森下直哉「人生に満足してないなら、今までと真逆のことをやれ」自分にワガママに生きるための一歩

森下直哉「人生に満足してないなら、今までと真逆のことをやれ」自分にワガママに生きるための一歩

SNSで拡散されたストリートスナップをきっかけに、「イケオジ」「和製ジョニーデップ」と注目を集めた全身tatooの実業家、森下直哉さん。

知識も経験もない状態から仲間たちと倉庫をリノベーションし、関西最大級の倉庫レストランを開業。現在はレストラン経営にとどまらず、店舗デザインや内装、輸入業など、好奇心の赴くままに事業の幅を広げ続けている。さらに今年は、初の写真集『DOPE』(KADOKAWA)を出版し、新たな挑戦も重ねた。

プライベートでも、身につけるもの、着るもの、乗るもの、そのすべてにこだわり、何にも縛られず自由に生きる姿に憧れる人は少なくない。

“自分にワガママに生きる”を体現する森下さんに、自分の殻を破れないもどかしさを抱える女性の悩みに答えてもらった。

株式会社THE HIDEWAY代表 森下直哉さん

森下直哉さん

1987年生まれ、滋賀県出身。株式会社THE HIDEWAY代表。関西最大級の倉庫レストラン「THE HIDEWAY FACTORY」を経営。その他、デザイナー、家具の輸入販売、アパレルなど、趣味を生かした多彩なビジネスを展開している。2023年、ストリートスナップ動画がSNSで累計5000万回以上再生され話題に。インフルエンサーとして注目を集めている Instagram

アラフォーの一般男性が「写真集を出す」という新たなチャレンジ

編集部

写真集『DOPE』の発売おめでとうございます! 今回、なぜ写真集にチャレンジしようと思ったのでしょうか?

森下さん

ありがとうございます!

以前から担当編集の伊藤ちゃんと「いつか写真集を出せたらいいよね」と話してたんです。でもまさか本当に実現できるとは……という感じ。普通に考えて、自分が写真集を出す世界線があるとは思わなかったから。

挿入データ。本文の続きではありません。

PR #1922, opened 2024-08-14
Convert dreamprocnativeroot.cs to file-scoped namespace

TheTyrant25:
Has the fun effect of unindenting nearly the entire file. Aside from removing two curly braces and adding a semicolon, nothing else was changed. The diff got fucky due to all the blank lines, which is annoying. nothing should have broken though.

Did it because it was throwing a warning, and the file has 39. with this we can reduce it to 38. 👍 
Edit: the file now has 15 warnings. this PR makes it 14.


TheTyrant25:
merge resolution was a bit fucky but i confirmed that it worked as intended by copying the entire file from master, pasting it in, and then doing The Process (untabbing nearly the whole file, removing the outermost curly braces, and adding a semicolon).

wixoaGit (approved):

一般のおじさんの写真集なんてほぼ前例がないって聞いてたから、「伊藤ちゃん、本当に大丈夫? ただのイタいおじさんにならない?」って何度も確認しちゃいました(笑)

編集部

「一般のおじさん」という表現からはかけ離れたカッコよさでした……! 和装だったり普段Instagramなどでは見られない衣装にもチャレンジされてましたね。

KADOKAWAから発売された森下直哉写真集『DOPE』の中で、和装にチャレンジする森下直哉さん
森下さん

基本はすべてプロにお任せしたので、すごくワクワクしましたね。

編集の伊藤ちゃんが、「奇抜な衣装もすべて着こなしていて、想像を越えてきた」と言ってくれて、本当に安心しました(笑)

編集部

イタいおじさんにならないか不安だったと仰ってましたが、それでもチャレンジしようと思ったのはなぜでしょう?

森下さん

僕は基本的にアメリカンヴィンテージのカルチャーなど、偏った世界にいたので、それ以外のファッションに触れてこなかったんですよね。

でも、40歳を前にして経験したことがないことにチャレンジするのはいい選択だと思いました

自分の信頼している人たちが「いいと思う」と言ってくれるのなら、その感性を信じてやってみた方が楽しいので。

編集部

これまでも自分の好きなことややってみたいことを選び続けてきた森下さんらしい選択ですね。

森下さん

そうかもしれませんね。

自分の「やりたい」に素直になれない…5つの悩みにアドバイス

編集部

森下さんみたいに自分の「やりたい」「なりたい」という気持ちに素直に従えずにモヤモヤしている女性は少なくありません。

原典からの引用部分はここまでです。